Singapore sees exports decline again
Weak electronics sector and falling US demand sees exports slump for third time in four months
Singapore's exports unexpectedly fell for the third time in four months last month as shipments of electronics slumped and companies sold fewer goods to US customers.
Non-oil domestic exports fell 2.5 per cent last month from a year earlier, after a 7.9 per cent gain in October, the trade promotion agency said in a statement yesterday.
The median of 11 estimates in a survey was for a 1.7 per cent increase.
Singapore lowered its 2012 forecasts for export growth and economic expansion last month, as a global slowdown weighs on demand for its goods and services.
A report last week showed US companies were keeping inventories lean amid concern a recovery could stall if the country failed to avert a package of government spending cuts and tax increases which are set to take effect early next year.
"We expect electronics exports to underperform in 2013," Chester Liaw, a Singapore-based economist at Forecast Pte, said before the report.
"We only expect a 2 per cent rise in non-oil domestic exports over 2013, and that's coming on the back of a series of low base effects in electronics."

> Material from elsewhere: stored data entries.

PR #459, opened 2023-09-06
feat: add conditional link to sidebar logo

rlafuente:
This one is straightforward; only question is whether the hardcoded URLs are okay to use?

### DIFF
--- a/src/components/AppLogo.vue
+++ b/src/components/AppLogo.vue
@@ -1,10 +1,10 @@
 <template>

Singapore's exports are forecast by the Trade Ministry to rise 2 per cent to 3 per cent in 2012, and up to 4 per cent next year.
Electronics shipments by companies such as Venture Corp fell 16.5 per cent last month from a year earlier.
That compared to an 0.8 per cent slip in shipments the previous month, according to the report.
Non-electronics shipments, which include petrochemicals and pharmaceuticals, climbed 6.3 per cent.
Petrochemical exports gained 4.1 per cent, while pharmaceutical shipments increased 29.6 per cent after rising 2.7 per cent in October.
Singapore's non-oil exports fell a seasonally adjusted 0.3 per cent last month from October, when they dropped 1.2 per cent, yesterday's report showed.